Directions: An exact repetition of all the entries that follow is required.

[[ Supplied material open ]]

Issue #98, opened 2019-11-25
Style Validation Messages to match Current Site's style


martypowell:
The validation styles can be found on the Sign In form on [baltcogo](https://www.baltimorecountymd.gov/iwant/report.html#/)

![image](https://user-images.githubusercontent.com/1933400/69543868-7904ff80-0f5c-11ea-90da-6fdbd79c429c.png)

PR #109, opened 2019-11-25
Update errors component

martypowell:
Addresses #98 

Adds a custom "Field" component that wraps the error message and the label into one, so we can enable styling. This component will only work for text like inputs I think.

### DIFF
--- a/src/components/Field.jsx
+++ b/src/components/Field.jsx
@@ -1,8 +1,9 @@
 import React from "react";
 import { Field as FormikField } from "formik";
+import ErrorMessage from "./ErrorMessage";
 
 const Field = props => {
-  const { name, type, id } = props;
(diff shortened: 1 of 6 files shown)


src/components/Field.jsx
```diff
@@ -0,0 +1,34 @@
...
+      }) => {
+        const cssClasses = meta.error && meta.touched ? "tt_has-errors" : "";
+        return (
+          <div className="tt_form-field">
+            {label && (
+              <div className="tt_form-field__label">
+                <label htmlFor={id} className={cssClasses}>
+                  {label}
+                </label>
+                {infoComponent}
```
martypowell: this would be a good time to style this button.

martypowell: this has been addressed

PR #112, opened 2019-11-26
Fix Interest calculation

martypowell:
Per an email

> Let’s say I’m paying now (11/25) for the month of April. That payment would have been due May 30. 

> June, July, August, September and October should all be counted in the # of months late (5 months total) – but NOT November (currently November IS being included).

> Unless the person is submitting the payment on the last day of the month, that month is NOT to be counted towards the number of months to charge the business interest for. So if I were paying on 11/30 for the month of April, then November WOULD be included in the count of # of months late (6 months total).

- Adjusted tests to match criteria
- Updated logic to pass tests

### DIFF
--- a/src/common/Caculations.test.js
+++ b/src/common/Caculations.test.js
@@ -2,13 +2,8 @@ import { CalculateInterest, CalculatePenalty } from "./Calculations";
 
 describe("Interest Calculation", () => {
   test("should return the proper calculation when passed valid data based on the default interest rate of 1", () => {
-    const actual = CalculateInterest(100, 2, 0.1);
-    expect(actual).toEqual(21);
-  });
-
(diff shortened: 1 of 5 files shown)


martypowell:
@baltimorecounty/front-end-developers this is pending a question to the business owner, but i didn't want to forget about this.

martypowell:
@baltimorecounty/front-end-developers I confirmed with the customer this morning that we do not actually know the result for the failing test, she needs to confirm with the customer before we can proceed with this.

martypowell:
> @baltimorecounty/front-end-developers I confirmed with the customer this morning that we do not actually know the result for the failing test, she needs to confirm with the customer before we can proceed with this.

This is still pending confirmation.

[[ Supplied material closed ]]

Task result:
Issue #98, opened 2019-11-25
Style Validation Messages to match Current Site's style


martypowell:
The validation styles can be found on the Sign In form on [baltcogo](https://www.baltimorecountymd.gov/iwant/report.html#/)

![image](https://user-images.githubusercontent.com/1933400/69543868-7904ff80-0f5c-11ea-90da-6fdbd79c429c.png)

PR #109, opened 2019-11-25
Update errors component

martypowell:
Addresses #98 

Adds a custom "Field" component that wraps the error message and the label into one, so we can enable styling. This component will only work for text like inputs I think.

### DIFF
--- a/src/components/Field.jsx
+++ b/src/components/Field.jsx
@@ -1,8 +1,9 @@
 import React from "react";
 import { Field as FormikField } from "formik";
+import ErrorMessage from "./ErrorMessage";
 
 const Field = props => {
-  const { name, type, id } = props;
(diff shortened: 1 of 6 files shown)


src/components/Field.jsx
```diff
@@ -0,0 +1,34 @@
...
+      }) => {
+        const cssClasses = meta.error && meta.touched ? "tt_has-errors" : "";
+        return (
+          <div className="tt_form-field">
+            {label && (
+              <div className="tt_form-field__label">
+                <label htmlFor={id} className={cssClasses}>
+                  {label}
+                </label>
+                {infoComponent}
```
martypowell: this would be a good time to style this button.

martypowell: this has been addressed

PR #112, opened 2019-11-26
Fix Interest calculation

martypowell:
Per an email

> Let’s say I’m paying now (11/25) for the month of April. That payment would have been due May 30. 

> June, July, August, September and October should all be counted in the # of months late (5 months total) – but NOT November (currently November IS being included).

> Unless the person is submitting the payment on the last day of the month, that month is NOT to be counted towards the number of months to charge the business interest for. So if I were paying on 11/30 for the month of April, then November WOULD be included in the count of # of months late (6 months total).

- Adjusted tests to match criteria
- Updated logic to pass tests

### DIFF
--- a/src/common/Caculations.test.js
+++ b/src/common/Caculations.test.js
@@ -2,13 +2,8 @@ import { CalculateInterest, CalculatePenalty } from "./Calculations";
 
 describe("Interest Calculation", () => {
   test("should return the proper calculation when passed valid data based on the default interest rate of 1", () => {
-    const actual = CalculateInterest(100, 2, 0.1);
-    expect(actual).toEqual(21);
-  });
-
(diff shortened: 1 of 5 files shown)


martypowell:
@baltimorecounty/front-end-developers this is pending a question to the business owner, but i didn't want to forget about this.

martypowell:
@baltimorecounty/front-end-developers I confirmed with the customer this morning that we do not actually know the result for the failing test, she needs to confirm with the customer before we can proceed with this.

martypowell:
> @baltimorecounty/front-end-developers I confirmed with the customer this morning that we do not actually know the result for the failing test, she needs to confirm with the customer before we can proceed with this.

This is still pending confirmation.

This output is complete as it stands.